Core Transport Responsibilities
The transport layer handles four core responsibilities:
- Port-based demultiplexing: the kernel uses source and destination ports to route traffic to the correct socket, so Nginx on port 443 and PostgreSQL on port 5432 each receive only their own packets. A port is a 16-bit number (0 to 65535), giving each host thousands of possible endpoints.
- Segmentation and reassembly: a 5 MB response cannot cross a network path whose MTU is roughly 1500 bytes in one piece. The transport breaks it into segments and rebuilds the original payload on the receiving side. Without segmentation, large application messages would be impossible to send over physical networks with bounded frame sizes.
- Optional reliability and ordering: some transports guarantee every byte arrives in order; others deliberately skip that guarantee. This is the dimension that most strongly differentiates TCP, UDP, and QUIC from each other.
- Flow and congestion control: protecting the receiver from being overwhelmed (flow control) and protecting the network from being overloaded (congestion control). These are separate problems with separate mechanisms, and not every transport implements both.
Three Protocols, Three Philosophies
Today three transport protocols matter for system design:
- TCP provides a reliable ordered byte stream. It handles retransmission, ordering, flow control, and congestion control automatically. The application writes bytes in and reads bytes out, and TCP handles everything in between.
- UDP provides lightweight independent datagrams with almost no built-in guarantees. It adds port-based demultiplexing and a checksum, and nothing more. The application decides what to do about loss, ordering, and congestion.
- QUIC runs over UDP but adds its own reliability, stream multiplexing, congestion control, and built-in TLS 1.3, all implemented in user space so it can evolve without waiting for kernel upgrades.
Why three? Because different workloads have fundamentally different relationships with failure. A bank transfer cannot afford to lose a single byte. A voice call cannot afford to wait 200 ms for a retransmission. A mobile web session cannot afford to restart from scratch every time the user's phone switches cell towers. No single transport protocol can optimize for all three of those constraints at once.
Transport choice is really failure-semantics choice. You are deciding whether the system should prefer completeness, timeliness, or evolvability when the network is imperfect, and the network is always imperfect.
Choosing a transport protocol is not a small implementation detail. It determines handshake cost, how the system behaves under packet loss, whether streams can make independent progress, and how quickly the protocol can evolve. Those choices shape latency, scalability, and incident behavior across the entire application. In a system design interview, explaining why you chose a transport protocol is often more valuable than naming one.
TCP exists to turn best-effort IP into a reliable ordered byte stream.
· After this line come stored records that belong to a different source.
Issue #726, opened 2018-05-17
Integrate latest Client Hints updates


igrigorik:
Consolidating the tasks into a meta bug, so we can track progress..

### Update list of hints

- [ ] Add `RTT`, `ECT`, `Downlink`, and `Device-Memory` headers to the [CORS-safelisted list](https://fetch.spec.whatwg.org/#cors-safelisted-request-header), [Client Hints list](https://fetch.spec.whatwg.org/#client-hints-list), and [processing (step 6)](https://fetch.spec.whatwg.org/#fetching).
    - Covered by https://github.com/whatwg/fetch/pull/725

### Integrate `Accept-CH-Lifetime` / opt-in logic

- [ ] Add a step after step 10 in [Main Fetch](https://fetch.spec.whatwg.org/#main-fetch), which reads `Accept-CH-Lifetime` and adds it to some CH-opt-in cache
  - [ ] Add definition of said cache
  - Covered by https://github.com/whatwg/html/pull/3774
- [ ] Change steps 6-7 in [Fetching](https://fetch.spec.whatwg.org/#fetching) to take `Accept-CH` and/or CH-opt-in cache into consideration.
  - [ ] Limit above steps to secure origins
  - [ ] Limit above steps to same-origin - unless the origin is on some list of allowed origins
  - Covered by https://github.com/whatwg/fetch/pull/773
- [ ] Update HTML spec to support `<meta http-equiv>` opt-in
   - Also covered by https://github.com/whatwg/html/pull/3774
- [ ] Add WPT tests for opt-in logic
   - Covered by https://wpt.fyi/results/client-hints

### Integrate Feature-Policy + Client Hints hooks
- [ ] Hook up Feature Policy and https://github.com/WICG/feature-policy/issues/129 to said list of allowed origins
- [ ] Add WPT tests for FP opt-in

@tarunban @yoavweiss @annevk anything missing?

yoavweiss:
I started working on the "CH opt-in" cache part at https://github.com/whatwg/fetch/pull/729, but following an [IRC discussion](https://freenode.logbot.info/whatwg/20180522#c1556544) with @annevk I'm now wondering what's the right way forward.

The above PR adds that infrastructure to Fetch, but it was suggested that HTML might be a more appropriate place. Among other considerations, it depends if the response header handling is limited to navigation responses (which are also [handled in HTML](https://html.spec.whatwg.org/#process-a-navigate-response)) or also cover subresource responses (handled only in Fetch AFAICT).

[...]

PR #725, opened 2018-05-15
Add device-memory and network quality client hints to the list

tarunban:
annevk: please take a look. This is the first PR where the new client hints are added to the spec.

***
<a href="https://whatpr.org/fetch/725.html" title="Last updated on May 30, 2018, 11:54 PM GMT (43eea2f)">Preview</a> | <a href="https://whatpr.org/fetch/725/3055f13...43eea2f.html" title="Last updated on May 30, 2018, 11:54 PM GMT (43eea2f)">Diff</a>

PR #773, opened 2018-06-26
Align CH processing model with implementation and HTML#3774

yoavweiss:
This PR tackles a part of https://github.com/whatwg/fetch/issues/726, by copying the request's client-hints list from the environment settings object's one (as defined in https://github.com/whatwg/html/pull/3774). It also aligns the addition of CH headers to current implementations, and adds the Device-Memory, RTT, Downlink and ECT hints.

***
<a href="https://whatpr.org/fetch/773.html" title="Last updated on Mar 26, 2019, 9:25 AM UTC (5067615)">Preview</a> | <a href="https://whatpr.org/fetch/773/6a644c6...5067615.html" title="Last updated on Mar 26, 2019, 9:25 AM UTC (5067615)">Diff</a>

### DIFF
--- a/fetch.bs
+++ b/fetch.bs
@@ -644,7 +644,9 @@ production as
 
 <ol>
  <li><p>Let <var>value</var> be <var>header</var>'s <a for=header>value</a>.
- <li><p>If <var>value</var> starts with "Sec-", return true.
+
+ <li><p>If <var>header</var>'s <a for=header>name</a> starts with a <a>byte-case-insensitive</a>
+ match to `Sec-`, return true.
 
  <li>
   <p><a>Byte-lowercase</a> <var>header</var>'s <a for=header>name</a> and switch on the result:
--- a/fetch.bs
+++ b/fetch.bs
@@ -3187,8 +3187,7 @@ the request.
         <dd>a suitable <a href=https://wicg.github.io/netinfo/#ect-request-header-field>ECT value</a>
        </dl>
        
-      <li><p>If <var>request</var> is a cross-origin <a>subresource request</a> and the result of
-       running <a
+      <li><p>If <var>request</var> is a <a>subresource request</a> and the result of running <a
        href="https://wicg.github.io/feature-policy/#should-request-be-allowed-to-use-feature">Should
        <var>request</var> be allowed to use <var>feature</var>?</a>,
        given <var>request</var> and <var>hintName</var>’s
--- a/fetch.bs
+++ b/fetch.bs
@@ -644,6 +644,7 @@ production as
 
 <ol>
  <li><p>Let <var>value</var> be <var>header</var>'s <a for=header>value</a>.
+ <li><p>If <var>value</var> starts with "Sec-", return true.
 
  <li>
   <p><a>Byte-lowercase</a> <var>header</var>'s <a for=header>name</a> and switch on the result:
@@ -1762,6 +1763,10 @@ specified. [[!CSP]]
 <p>A <a for=/>response</a> has an associated
 <dfn for=response id=concept-response-range-requested-flag>range-requested flag</dfn>, which is
 initially unset.
+
+<p>A <a for=/>response</a> has an associated
+<dfn for=response id=concept-response-image-density>image density</dfn>, which is initially set to
+zero.
 
 <p class=note>This is used to ensure to prevent a partial response from an earlier ranged request
 being provided to an API that didn't make a range request. See the flag's usage for a detailed
@@ -3191,6 +3196,7 @@ the request.
 
        <!-- TODO(yoav): Fix the above Feature policy link -->
        <!-- TODO(yoav): Fix the Client hints reference to the HTML one, once it lands -->
+      <li><p>Set <var>hintName</var> to "Sec-" concatenated with <var>hintName</var>.
 
       <li><p>If <var>request</var>'s <a for=request>header list</a> <a for="header list">does not
       contain</a> <var>hintName</var>, a user agent should <a for="header list">append</a>
@@ -3583,6 +3589,12 @@ with a <i>CORS flag</i> and <i>recursive flag</i>, run these steps:
    <a>queue a fetch-request-done task</a> for <var>request</var>.
   </ol>
 
+ <li><p>If <var>request</var>'s destination is "image" and <var>response</var>'s
+ <a for=response>header list</a> <a for="header list">contains</a>
+  `<code>Content-DPR</code>`, set <var>response</var>'s <a for=response>density</a> value to the
+ result of parsing the header value as float.
+ <!-- TODO: propoerly link parse as float -->
+
  <li><p><a>Queue a fetch task</a> on <var>request</var> to
  <a>process response</a> for <var>response</var>.
 
@@ -3945,6 +3957,20 @@ optional <i>CORS flag</i> and <i>CORS-preflight flag</i>, run these steps:
  <a for=request>tainted origin flag</a> is set or <var>request</var>'s <a for=request>origin</a> is
  not <a>same origin</a> with <var>actualResponse</var>'s <a for=response>location URL</a>'s
  <a for=url>origin</a>, then return a <a>network error</a>.
+
+ <li><p><a for=list>For each</a> <var>hintName</var> of <var>request</var>'s
+ <a for=request>client-hints set</a>:
+ <ol>
+  <li><p>Set <var>hintName</var> to "Sec-" concatenated with <var>hintName</var>.
+  <li><p>If <var>request</var>'s <a for=request>header list</a> <a for="header list"> contains</a>
+  <var>hintName</var> and if the result of running <a
+  href="https://wicg.github.io/feature-policy/#should-request-be-allowed-to-use-feature">Should
+  request be allowed to use feature?</a>, given <var>request</var> and <var>hintName</var>’s
+  <a href="http://httpwg.org/http-extensions/client-hints.html#opt-in-via-feature-policy">associated
+  policy-controlled feature</a>, returns <code>false</code>, then remove <var>hintName</var> from
+  <a for=request>header list</a>.
+  [[!FEATURE-POLICY]] [[!CLIENT-HINTS]]
+ </ol>
 
  <li>
   <p>If <i>CORS flag</i> is set and <var>actualResponse</var>'s
--- a/fetch.bs
+++ b/fetch.bs
@@ -3186,23 +3186,24 @@ the request.
         <dt>`<code>ECT</code>`
         <dd>a suitable <a href=https://wicg.github.io/netinfo/#ect-request-header-field>ECT value</a>
        </dl>
-
-       <li><p>If the result of running
-       <a href="https://wicg.github.io/feature-policy/#should-request-be-allowed-to-use-feature">Should
+       
+      <li><p>If <var>request</var> is a cross-origin <a>subresource request</a> and the result of
+       running <a
+       href="https://wicg.github.io/feature-policy/#should-request-be-allowed-to-use-feature">Should
        <var>request</var> be allowed to use <var>feature</var>?</a>,
        given <var>request</var> and <var>hintName</var>’s
        <a href="http://httpwg.org/http-extensions/client-hints.html#opt-in-via-feature-policy">associated
-       policy-controlled feature</a>, returns <code>false</code>, then continue.
+       policy-controlled feature</a>, returns <code>false</code>, then skip the next steps and
+       continue to the next <var>hintName</var>.
        [[!FEATURE-POLICY]] [[!CLIENT-HINTS]]
 
+       <!-- TODO(yoav): Fix the above Feature policy link -->
+       <!-- TODO(yoav): Fix the Client hints reference to the HTML one, once it lands -->
+       
       <li><p>If <var>request</var>'s <a for=request>header list</a> <a for="header list">does not
       contain</a> <var>hintName</var>, a user agent should <a for="header list">append</a>
       <var>hintName</var>/<var>value</var> to <var>request</var>'s <a for=request>header list</a>.
      </ol>
-
-     <p class=XXX>The above step should be applicable only for same-origin requests. See
-     <a href="https://github.com/whatwg/fetch/issues/800">issue</a> for more details.</p>
-
 
     <li><p>If <var>request</var> is a <a>subresource request</a>, then:
      <ol>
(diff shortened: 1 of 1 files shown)


fetch.bs
```diff
@@ -996,11 +996,11 @@ to not have to set <a for=/>request</a>'s <a for=request>referrer</a>.
 
 
 <p>A <a for=/>request</a> has an associated
-<dfn export for=request id=concept-request-client-hints-list>client hints list</dfn>,
-which is a <a lt="client hints list" for=client>client-hints list</a>. Unless stated
-otherwise, it is the empty list.
+<dfn export for=request id=concept-request-client-hints-set>client hints set</dfn>,
```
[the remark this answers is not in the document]
yoavweiss: ok

fetch.bs
```diff
@@ -996,11 +996,11 @@ to not have to set <a for=/>request</a>'s <a for=request>referrer</a>.
...
+which is a <a lt="client hints set" for=client>client-hints set</a>. Unless stated
```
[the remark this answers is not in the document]
yoavweiss: Removed "for=client".

Agreed regarding consistency. Added hyphen everywhere.

fetch.bs
```diff
@@ -1825,14 +1825,14 @@ run these steps:
 </ol>
 
 
-<h3 id=client-hints-list>Client hints list</h3>
+<h3 id=client-hints-set>Client hints set</h3>
```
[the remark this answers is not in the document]
yoavweiss: ok

fetch.bs
```diff
@@ -1825,14 +1825,14 @@ run these steps:
...
 
 <p class=note>This section will be integrated into HTTP Client Hints.
 [[!CLIENT-HINTS]]
 <!-- XXX -->
 
-<p>A <dfn export id=concept-client-hints-list for=client>client hints list</dfn> is a
-<a for=/>list</a> of
+<p>A <dfn export id=concept-client-hints-set for=client>client hints set</dfn> is a
```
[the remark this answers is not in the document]
yoavweiss: removed

fetch.bs
```diff
@@ -2697,27 +2701,24 @@ the request.
...
+    <p>If <var>request</var>'s <a for=request>current url</a>'s
+    <a for=url>origin</a> is <a>same origin</a> with <var>request</var>'s
+    <a for=request>origin</a>, then:
 
     <ol>
      <li>
+
       <p><a for=list>For each</a> <var>hintName</var> of <var>request</var>'s
-      <a for=client>client hints list</a>:
+      <a for=client>client-hints set</a>:
```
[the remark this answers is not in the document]
yoavweiss: ack

fetch.bs
```diff
@@ -2697,27 +2701,24 @@ the request.
...
 
       <ol>
-       <li>
+        <li>
```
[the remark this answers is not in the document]
yoavweiss: ok

fetch.bs
```diff
@@ -2729,23 +2730,35 @@ the request.
...
-     <a for=/>fetch</a> algorithm.
-
-     <li><p>Append <var>record</var> to <var>request</var>'s
-     <a for=request>client</a>'s
-     <a for=fetch>fetch group</a> list of
-     <a for="fetch group">fetch records</a>.
     </ol>
-  </ol>
+
+    <li><p>If <var>request</var> is a <a>subresource request</a>, then:
```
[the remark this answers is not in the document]
yoavweiss: ack

fetch.bs
```diff
@@ -2697,27 +2701,24 @@ the request.
...
-     <tr>
-      <td>`<code>Viewport-Width</code>`
-      <td>a suitable <a href=http://httpwg.org/http-extensions/client-hints.html#viewport-width>viewport-width value</a>
     </table>
 
    <li>
-    <p>If <var>request</var> is a <a>subresource request</a>, then:
+    <p>If <var>request</var>'s <a for=request>current url</a>'s
+    <a for=url>origin</a> is <a>same origin</a> with <var>request</var>'s
+    <a for=request>origin</a>, then:
```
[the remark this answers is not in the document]
yoavweiss: > This means that a cross-origin URL inbetween doesn't influence this

Do you mean a cross-origin redirection between two same origin requests? or something else?

fetch.bs
```diff
@@ -2640,6 +2640,10 @@ the request.
    <a for=request>origin</a> to  <var>request</var>'s
    <a for=request>client</a>'s <a for="environment settings object">origin</a>.
 
+   <li><p>Set <var>request</var>'s <a for=request>client-hints set</a> to be a copy of the <a
```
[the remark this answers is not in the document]
yoavweiss: Added a direct link to the definition, but not sure that's the best way to do that. Let me know if there's a better way

annevk:
@yoavweiss same-origin request -> redirect to cross-origin URL -> redirect to same-origin URL.

fetch.bs
```diff
@@ -2640,6 +2640,11 @@ the request.
    <a for=request>origin</a> to  <var>request</var>'s
    <a for=request>client</a>'s <a for="environment settings object">origin</a>.
 
+   <li><p>Set <var>request</var>'s <a for=request>client-hints set</a> to be a <a
+   href="https://infra.spec.whatwg.org/#list-clone">clone</a> of the <a
```
annevk: You can use `<a for=list>clone</a>`.

annevk: Also, no newlines inside tags or inline elements (slightly different rules from HTML, sorry).

yoavweiss: cool

fetch.bs
```diff
@@ -1825,14 +1825,14 @@ run these steps:
 </ol>
 
 
-<h3 id=client-hints-list>Client hints list</h3>
+<h3 id=client-hints-list>Client-hints set</h3>
 
-<p class=note>This section will be integrated into HTTP Client Hints.
+<p class=note>This section will be integrated into HTTP Client-Hints.
```
annevk: Is that still the plan? In any event, this section should have a `<p class=XXX>` explaining that currently the integration is not well defined.

fetch.bs
```diff
@@ -2697,55 +2701,60 @@ the request.
...
-     <li><p>Append <var>record</var> to <var>request</var>'s
-     <a for=request>client</a>'s
-     <a for=fetch>fetch group</a> list of
-     <a for="fetch group">fetch records</a>.
-    </ol>
-  </ol>
+    <li>
+
+     <p class=note>The following step should be applicable only for same-origin requests. See
+     <a href="https://github.com/whatwg/fetch/issues/800">issue</a> for more details.</p>
```
annevk: This should be class=XXX and should be placed at the end of the step per convention.

yoavweiss:
> It also seems this adds more Client-Hints headers that are not CORS-safelisted. Is that intentional?

those are added to the list at https://github.com/whatwg/fetch/pull/725

yoavweiss:
> A comment message detailing the changes made here would help

I'll squash and add a meaningful commit message

fetch.bs
```diff
@@ -1825,14 +1825,14 @@ run these steps:
 </ol>
 
 
-<h3 id=client-hints-list>Client hints list</h3>
+<h3 id=client-hints-list>Client-hints set</h3>
 
-<p class=note>This section will be integrated into HTTP Client Hints.
+<p class=XXX>This section will be integrated into HTTP Client-Hints.
```
annevk: Sorry for being unclear, this issue marker should indicate that Client Hints integration with Fetch is far from finished, similar to the issue marker you added below. I was thinking it would be good to stress that in multiple places.

annevk:
The commit message needs to explain the removal of DPR and Viewport-Width from the first table as well.

fetch.bs
yoavweiss: Changed to point at https://github.com/whatwg/fetch/issues/726
Let me know if that works

yoavweiss:
> The commit message needs to explain the removal of DPR and Viewport-Width from the first table as well.

added

annevk:
Having considered this further I'm not sure how to accept this as it has the same problems as #725:

1. It's unclear what the level of implementer support is.
2. There are no tests.
3. Adequate tests cannot be written as the infrastructure is still broken (per #726 and #800).

yoavweiss:
> It's unclear what the level of implementer support is.

This is currently implemented by Chromium, but not elsewhere. What's the typical process for integrating such features before they gain wider adoption?

> There are no tests.

That is not true. See https://wpt.fyi/results/client-hints?label=experimental

> Adequate tests cannot be written as the infrastructure is still broken (per #726 and #800).

Are you suggesting that we need the feature policy (https://github.com/WICG/feature-policy/issues/129) and redirection logic (#800) pieces in place before any of this can land?

annevk:
@yoavweiss typically we don't merge until there's at least two implementers committed to some extent (no need for two implementations).

As for tests, I meant tests covering the problematic bits.

And since the redirection logic is vital to how this ends up being defined, yes. It would be less problematic if that were a simple change, but basically all the existing infrastructure is in the wrong place for it, and we might need new primitives as well depending on how we deal with UA-set vs developer-set headers.

annevk:
https://whatwg.org/working-mode#changes has a more formal description of WHATWG's changes policy.

yoavweiss:
> And since the redirection logic is vital to how this ends up being defined, yes. It would be less problematic if that were a simple change, but basically all the existing infrastructure is in the wrong place for it, and we might need new primitives as well depending on how we deal with UA-set vs developer-set headers.

I agree that the redirection logic is critical once we start doing same-origin checks. This PR (as well as current Chromium implementation) does not do that. And indeed, things may move once that logic is settled and lands. 

At the same time, I thought it'd be worthwhile to define the current behavior and then iterate on that. (as the current spec definition doesn't match the current implementation)

fetch.bs
```diff
@@ -3208,23 +3208,23 @@ the request.
         <dd>a suitable <a href=https://wicg.github.io/netinfo/#ect-request-header-field>ECT value</a>
        </dl>
        
-      <li><p>If the result of running
-       <a href="https://wicg.github.io/feature-policy/#should-request-be-allowed-to-use-feature">Should
+      <li><p>If <var>request</var> is a cross-origin <a>subresource request</a> and the result of
```
eeeps: I don't think we want to limit this check to cross-origin requests. The default policies for these features should certainly include 'self', and I can't really think of a use case for disabling them for 'self', but the FP spec/syntax gives authors full control over all origins, including 'self,' and I don't want this to be a weird exception to that.

fetch.bs
```diff
@@ -2146,14 +2154,15 @@ run these steps:
...
 
-<p class=note>This section will be integrated into HTTP Client Hints.
+<p class=XXX>HTTP Client-Hints requires further integration. More details on the
+<a href="https://github.com/whatwg/fetch/issues/726">issue</a>.
 [[!CLIENT-HINTS]]
 <!-- XXX -->
 
-<p>A <dfn export id=concept-client-hints-list for=client>client hints list</dfn> is a
-<a for=/>list</a> of
+<p>A <dfn export id=concept-client-hints-list>client-hints set</dfn> is a
```
Ms2ger: Try this?

```suggestion
<p>A <dfn export id=concept-client-hints-list for=/>client-hints set</dfn> is a
```

yoavweiss: Travis still [doesn't like me](https://travis-ci.org/whatwg/fetch/builds/481359853?utm_source=github_status&utm_medium=notification)

fetch.bs
```diff
@@ -1777,6 +1777,10 @@ specified. [[!CSP]]
 <dfn for=response id=concept-response-range-requested-flag>range-requested flag</dfn>, which is
 initially unset.
 
+<p>A <a for=/>response</a> has an associated
```
eeeps: This should move below the note, below, which relates to the paragraph about range-requested flags, above.

fetch.bs
```diff
@@ -2146,19 +2150,14 @@ run these steps:
...
-<!-- XXX -->
+<h3 id=client-hints-list>Client-hints set</h3>
 
-<p>A <dfn export id=concept-client-hints-list for=client>client hints list</dfn> is a
-<a for=/>list</a> of
+<p>A <dfn export id=concept-client-hints-list>client-hints set</dfn> is a
+<a for=/>set</a> of
 <a href=http://httpwg.org/http-extensions/client-hints.html#accept-ch>Client hint tokens</a>, each
 of which is one of `<code>DPR</code>`, `<code>Save-Data</code>`, `<code>Viewport-Width</code>`, or
 `<code>Width</code>`.
```
eeeps: Add the other new hints here?

fetch.bs
```diff
@@ -3162,55 +3165,69 @@ the request.
...
+        <dt>`<code>Downlink</code>`
+        <dd>a suitable <a href=https://wicg.github.io/netinfo/#downlink-request-header-field>Downlink value</a>
+        <dt>`<code>ECT</code>`
+        <dd>a suitable <a href=https://wicg.github.io/netinfo/#ect-request-header-field>ECT value</a>
+       </dl>
+
+      <li><p>If <var>request</var> is a <a>subresource request</a> and the result of running <a
+       href="https://wicg.github.io/feature-policy/#should-request-be-allowed-to-use-feature">Should
+       request be allowed to use feature?</a>, given <var>request</var> and <var>hintName</var>’s
+       <a href="http://httpwg.org/http-extensions/client-hints.html#opt-in-via-feature-policy">associated
```
eeeps: Reading the discussion on the relevant PR over in the Client Hints spec (https://github.com/httpwg/http-extensions/pull/696), I don't think the definitions of the policy-controlled features that we're linking to here will be landing there. We need to find a new place for those definitions to live, and change this link.

fetch.bs
```diff
@@ -3584,6 +3601,12 @@ with a <i>CORS flag</i> and <i>recursive flag</i>, run these steps:
    <a>queue a fetch-request-done task</a> for <var>request</var>.
   </ol>
 
+ <li><p>If <var>request</var>'s destination is "image" and <var>response</var>'s
+ <a for=response>header list</a> <a for="header list">contains</a>
+  `<code>Content-DPR</code>`, set <var>response</var>'s <a for=response>density</a> value to the
```
eeeps: This should be “*image* density", rather than just "density", to match up with the definition.

yoavweiss: good catch, thanks!

fetch.bs
yoavweiss: ack

fetch.bs
yoavweiss: yup

yoavweiss:
I've moved most of the processing defined in this PR to https://yoavweiss.github.io/client-hints-infrastructure/
Regarding the rest, it's PRed in https://github.com/whatwg/fetch/pull/971

I'm therefore closing this PR.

It is connection-oriented, stateful, and conservative: it would rather delay delivery than hand the application incomplete or out-of-order data. That philosophy makes TCP the workhorse of the internet. HTTP, database protocols, email, SSH, and most business APIs all run on TCP because they value correctness over raw speed.
Why does TCP succeed so broadly? Because most applications need exactly this contract: "send these bytes, deliver them all, in order, and tell me if that becomes impossible." That contract is simple to program against. The application writes bytes to a socket and reads bytes from the other end. TCP handles segmentation, retransmission, ordering, flow control, and congestion control underneath. The application does not need to know about any of it.
Connection Setup: The Three-Way Handshake
Before any data moves, TCP performs a three-way handshake so both sides agree on connection state and synchronize initial sequence numbers:
- SYN: The client sends a segment with the SYN flag set and its chosen initial sequence number (ISN). This says "I want to start a conversation, and my byte numbering starts here."
- SYN-ACK: The server responds with its own SYN flag, its own ISN, and an acknowledgment of the client's ISN. This says "I agree to talk, my numbering starts here, and I received your starting number."
- ACK: The client acknowledges the server's ISN. Now both sides know each other's starting point and the connection is established.
This costs 1 RTT (round-trip time) before data can flow. On a cross-region path with 50-100 ms RTT, that handshake alone adds 50-100 ms of latency. Add TLS on top and you pay another 1-2 RTTs for encryption setup. For a user in Tokyo connecting to a server in Virginia, that can mean 300-400 ms before the first byte of application data moves.
Why pay this cost? Because the handshake establishes shared state that makes everything afterward reliable. Both sides agree on initial sequence numbers, window sizes, and supported options. Without this agreement, neither side would know how to interpret the byte stream or detect loss. The handshake also prevents stale packets from old connections from being mistakenly accepted as part of a new conversation.

Reliable Delivery
After the handshake, TCP numbers every byte in the stream. The receiver sends cumulative acknowledgments reporting the highest contiguous byte offset it has received. If the sender does not receive an ACK within a timeout (typically hundreds of milliseconds, calculated from measured round-trip times), it retransmits the missing data.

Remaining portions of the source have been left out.